**PROBLEM TO SOLVE**:
Nothing but the lines from the start of the entries through the line containing "-372,15 +371,30 @@" should appear in the answer, each given exactly.

**SUPPLIED DATA**:
^^^^^^^^^^^^^^^^
PR #232, opened 2022-04-28
Represent :Capability type as *capnp.Client.

lthibault:
Addresses https://github.com/capnproto/go-capnproto2/issues/192.

### DIFF
--- a/capnpc-go/capnpc-go.go
+++ b/capnpc-go/capnpc-go.go
@@ -15,7 +15,6 @@ import (
 	"flag"
 	"fmt"
 	"go/format"
-	"io"
 	"math"
 	"os"
 	"path/filepath"
@@ -372,15 +371,30 @@ func (g *generator) Value(rel *node, t schema.Type, v schema.Value) (string, err
 		var buf bytes.Buffer
 
 		sd, err := g.data.copyData(data)
-		if err == nil {
-			switch t.AnyPointer().Which() {
-			case schema.Type_anyPointer_Which_unconstrained:
-				err = g.anyPointerUnconstrained(&buf, t, sd)
+		if err != nil {
+			return "", err
+		}
 
-			default:
-				err = g.pointerValue(&buf, sd)
+		switch t.AnyPointer().Which() {
+		// Unconstrained?
+		case schema.Type_anyPointer_Which_unconstrained:
+
+			switch t.AnyPointer().Unconstrained().Which() {
+			// Capability type?
+			case schema.Type_anyPointer_unconstrained_Which_capability:
+				err = templates.ExecuteTemplate(&buf, "capability", capabilityParams{
+					G:     g,
+					Value: sd,
+				})
+				return buf.String(), err
 			}
 		}
+
+		// Fall back to default case => generic pointer value
+		err = templates.ExecuteTemplate(&buf, "pointerValue", pointerValueParams{
+			G:     g,
+			Value: sd,
+		})
 
 		return buf.String(), err
 
@@ -404,26 +418,6 @@ func (g *generator) Value(rel *node, t schema.Type, v schema.Value) (string, err
 	default:
 		return "", fmt.Errorf("unhandled value type %v", t.Which())
 	}
-}
-
-func (g *generator) anyPointerUnconstrained(w io.Writer, t schema.Type, sd staticDataRef) error {
-	switch t.AnyPointer().Unconstrained().Which() {
-	case schema.Type_anyPointer_unconstrained_Which_capability:
-		return templates.ExecuteTemplate(w, "capability", capabilityParams{
-			G:     g,
-			Value: sd,
-		})
-
-	default:
-		return g.pointerValue(w, sd)
-	}
-}
-
-func (g *generator) pointerValue(w io.Writer, sd staticDataRef) error {
-	return templates.ExecuteTemplate(w, "pointerValue", pointerValueParams{
-		G:     g,
-		Value: sd,
-	})
 }
 
 func (g *generator) defineAnnotation(n *node) error {
@@ -615,6 +609,19 @@ func (g *generator) defineField(n *node, f field) (err error) {
 				return err
 			}
 		}
+
+		switch t.AnyPointer().Which() {
+		// Unconstrained?
+		case schema.Type_anyPointer_Which_unconstrained:
+
+			switch t.AnyPointer().Unconstrained().Which() {
+			// Capability type?
+			case schema.Type_anyPointer_unconstrained_Which_capability:
+				return g.r.Render(structInterfaceFieldParams(params))
+			}
+		}
+
+		// Fall back to default case => generic pointer value
 		return g.r.Render(structPointerFieldParams{
 			structFieldParams: params,
 			Default:           defref,
--- a/capnpc-go/capnpc-go.go
+++ b/capnpc-go/capnpc-go.go
@@ -382,11 +382,7 @@ func (g *generator) Value(rel *node, t schema.Type, v schema.Value) (string, err
 			switch t.AnyPointer().Unconstrained().Which() {
 			// Capability type?
 			case schema.Type_anyPointer_unconstrained_Which_capability:
-				err = templates.ExecuteTemplate(&buf, "capability", capabilityParams{
-					G:     g,
-					Value: sd,
-				})
-				return buf.String(), err
+				return "nil", nil
 			}
 		}
 
@@ -617,7 +613,8 @@ func (g *generator) defineField(n *node, f field) (err error) {
 			switch t.AnyPointer().Unconstrained().Which() {
 			// Capability type?
 			case schema.Type_anyPointer_unconstrained_Which_capability:
-				return g.r.Render(structInterfaceFieldParams(params))
+				// params.FieldType = "*capnp.Client"
+				return g.r.Render(structCapabilityFieldParams(params))
 			}
 		}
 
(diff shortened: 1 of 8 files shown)


lthibault:
No idea why tests are failing.  They pass on my machine 😕

capnpc-go/capnpc-go.go
```diff
@@ -372,16 +371,27 @@ func (g *generator) Value(rel *node, t schema.Type, v schema.Value) (string, err
...
+		switch t.AnyPointer().Which() {
+		// Unconstrained?
+		case schema.Type_anyPointer_Which_unconstrained:
 
-			default:
-				err = g.pointerValue(&buf, sd)
+			switch t.AnyPointer().Unconstrained().Which() {
+			// Capability type?
+			case schema.Type_anyPointer_unconstrained_Which_capability:
+				return "nil", nil
```
zenhack, line 385: This could probably use a comment explaining why it's ok to assume the value is nil.

capnpc-go/capnpc-go.go
```diff
@@ -615,6 +605,20 @@ func (g *generator) defineField(n *node, f field) (err error) {
 				return err
 			}
 		}
+
+		switch t.AnyPointer().Which() {
+		// Unconstrained?
```
zenhack, line 610: Since there's only one `case` here, this should probably just be an if statement. Which I think would also obviate this comment, which feels excessive to me. Same for the nested switch, and elsewhere where this pattern gets used.

capnpc-go/capnpc-go.go
```diff
@@ -751,6 +754,18 @@ func makeTypeRef(t schema.Type, rel *node, nodes nodeMap) (typeRef, error) {
 		case schema.Type_Which_anyPointer, schema.Type_Which_list, schema.Type_Which_interface:
 			return typeRef{name: "PointerList", newfunc: "NewPointerList", imp: capnpImportSpec}, nil
 		}
+	case schema.Type_Which_anyPointer:
+		switch t.AnyPointer().Which() {
+		case schema.Type_anyPointer_Which_unconstrained:
+
+			switch t.AnyPointer().Unconstrained().Which() {
+			case schema.Type_anyPointer_unconstrained_Which_capability:
+				return typeRef{name: "Client", imp: capnpImportSpec}, nil
```
zenhack, line 763: won't this return `Client`? I think we want `*Client`.

Edit: Ah, I see, you worked around this by putting the `*` in the template. It feels like a bit of a hack...

internal/aircraftlib/aircraft.capnp.go
```diff
@@ -2245,11 +2245,12 @@ func (s Z) SetAnyList(v capnp.Ptr) error {
 	return s.Struct.SetPtr(0, v)
 }
 
-func (s Z) AnyCapability() (capnp.Ptr, error) {
+func (s Z) AnyCapability() *capnp.Client {
```
zenhack, line 2248: I like that this patch removes a case where you have to check an error.

pogs/pogs_test.go
```diff
@@ -1227,11 +1227,8 @@ func zfill(c air.Z, g *Z) error {
 	case air.Z_Which_anyList:
 		return c.SetAnyList(g.AnyList.ToPtr())
 	case air.Z_Which_anyCapability:
-		if g.AnyCapability == nil {
-			return c.SetAnyCapability(capnp.Ptr{})
-		}
 		cap := capnp.NewInterface(c.Segment(), c.Message().AddCap(g.AnyCapability))
-		return c.SetAnyCapability(cap.ToPtr())
+		return c.SetAnyCapability(cap.Client())
```
zenhack, line 1231: I think this whole `case` could just be simplified to `c.SetAnyCapability(g.AnyCapability)`. This is the same logic that's moved into the setter.

rpc/receiveranswer_test.go
```diff
@@ -81,7 +79,7 @@ func TestBootstrapReceiverAnswerRpc(t *testing.T) {
 
 	res, rel := c.Call(ctx, func(p testcapnp.CapArgsTest_call_Params) error {
 		capId := p.Message().AddCap(c.Client.AddRef())
-		p.SetCap(capnp.NewInterface(p.Segment(), capId).ToPtr())
+		p.SetCap(capnp.NewInterface(p.Segment(), capId).Client())
```
zenhack, line 82: Again, I think you can skip the AddCap/NewInterface dance and just do `SetCap(c.Client.AddRef())`.

rpc/receiveranswer_test.go
```diff
@@ -126,7 +124,7 @@ func TestCallReceiverAnswerRpc(t *testing.T) {
 	self := selfRes.Self()
 	callRes, rel := self.Call(ctx, func(p testcapnp.CapArgsTest_call_Params) error {
 		capId := p.Message().AddCap(self.Client.AddRef())
-		p.SetCap(capnp.NewInterface(p.Segment(), capId).ToPtr())
+		p.SetCap(capnp.NewInterface(p.Segment(), capId).Client())
```
zenhack, line 127: Same thing here.

zenhack (changes requested):
Some minor things in line, but otherwise LGTM; thanks for doing this. Obviously we also need to figure out why the tests are failing.

capnpc-go/capnpc-go.go
lthibault: Yeah, it's not _great_.  I looked for a means of specifying a pointer in `capnpImportSpec`, but didn't see anything obvious.  Notably, `importSpec{path: capnpImport, name: "*capnp"}` produces an error.

I'm resolving this, but I'm happy to make improvements if you have any suggestions.

capnpc-go/capnpc-go.go
lthibault: My intent was to progressively add the other cases over the next few weeks.  I suppose I can always revert to a `switch` statement at that time, though.

capnpc-go/capnpc-go.go
lthibault: Fixed.

rpc/receiveranswer_test.go
lthibault: Fixed.

rpc/receiveranswer_test.go
lthibault: Fixed.

internal/aircraftlib/aircraft.capnp.go
lthibault: Yeah, same!  In fact, I was just wondering if we could similarly ignore errors in `SetAnyCapability`?  I'm guessing _not_, since pointers require jumping to a different offset in the segment, which may or may not exist.  Is that right?  Or is there another reason as well?

lthibault:
> Some minor things in line, but otherwise LGTM; thanks for doing this.

My pleasure, this was a fun one!

>Obviously we also need to figure out why the tests are failing.

I'll take a look at that now.  I'm admittedly quite stumped, though, as I can't reproduce the failure on my machine.

lthibault:
AFAICT the tests are actually _passing_, but the CI script is (sometimes?) interpreting calls to `t.Logf` as errors.

Notice the last line 👇 
```
=== RUN   TestMessage_ResetReadLimit
Error:     readlimit_test.go:70:    m := &Message{TraverseLimit: 42}
Error:     readlimit_test.go:72:    m.canRead(42) -> true
Error:     readlimit_test.go:74:    m.ResetReadLimit(8)
Error:     readlimit_test.go:76:    m.canRead(8) -> true
    readlimit_test.go:81: 
Error:     readlimit_test.go:84:    m := &Message{TraverseLimit: 42}
Error:     readlimit_test.go:86:    m.canRead(40) -> true
Error:     readlimit_test.go:88:    m.ResetReadLimit(8)
Error:     readlimit_test.go:92:    m.canRead(9) -> false
    readlimit_test.go:95: 
Error:     readlimit_test.go:98:    m := &Message{TraverseLimit: 42}
Error:     readlimit_test.go:100:    m.canRead(42) -> true
Error:     readlimit_test.go:102:    m.ResetReadLimit(8)
Error:     readlimit_test.go:104:    m.canRead(8) -> true
    readlimit_test.go:109: 
Error:     readlimit_test.go:112:    m := &Message{TraverseLimit: 42}
Error:     readlimit_test.go:114:    m.canRead(40) -> true
Error:     readlimit_test.go:116:    m.ResetReadLimit(8)
Error:     readlimit_test.go:120:    m.canRead(9) -> false
    readlimit_test.go:123: 
Error:     readlimit_test.go:126:    m := new(Message)
Error:     readlimit_test.go:128:    m.ResetReadLimit(0)
Error:     readlimit_test.go:132:    m.canRead(0) -> true
    readlimit_test.go:135: 
Error:     readlimit_test.go:138:    m := new(Message)
Error:     readlimit_test.go:140:    m.ResetReadLimit(0)
Error:     readlimit_test.go:144:    m.canRead(1) -> false
--- PASS: TestMessage_ResetReadLimit (0.00s)
```

capnpc-go/capnpc-go.go
zenhack: I'm fine leaving this as-is though I don't love it.

internal/aircraftlib/aircraft.capnp.go
zenhack: I think so, and in fact we could do the same for all interface types. Other pointer types could fail because they might need to allocate a landing pad for a far pointer, and the allocation could fail, but cap pointers don't ever need to do this so this can't actually fail.

zenhack:
Hm, looking at this I don't think the t.Log is the issue: see https://github.com/capnproto/go-capnproto2/runs/6230315382?check_suite_focus=true#step:4:1616; it looks like the race detector is what's complaining.

Otherwise LGTM, but we need to figure out what's going on there.

lthibault:
> https://github.com/capnproto/go-capnproto2/runs/6230315382?check_suite_focus=true#step:4:1616

Oh weird, I must have scrolled right over that.  Why isn't that happening on my end, I wonder ... 🤔 

Digging into this now.

zenhack (approved):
^^^^^^^^^^^^^^^^
**ANSWER SPACE**:
PR #232, opened 2022-04-28
Represent :Capability type as *capnp.Client.

lthibault:
Addresses https://github.com/capnproto/go-capnproto2/issues/192.

### DIFF
--- a/capnpc-go/capnpc-go.go
+++ b/capnpc-go/capnpc-go.go
@@ -15,7 +15,6 @@ import (
 	"flag"
 	"fmt"
 	"go/format"
-	"io"
 	"math"
 	"os"
 	"path/filepath"
@@ -372,15 +371,30 @@ func (g *generator) Value(rel *node, t schema.Type, v schema.Value) (string, err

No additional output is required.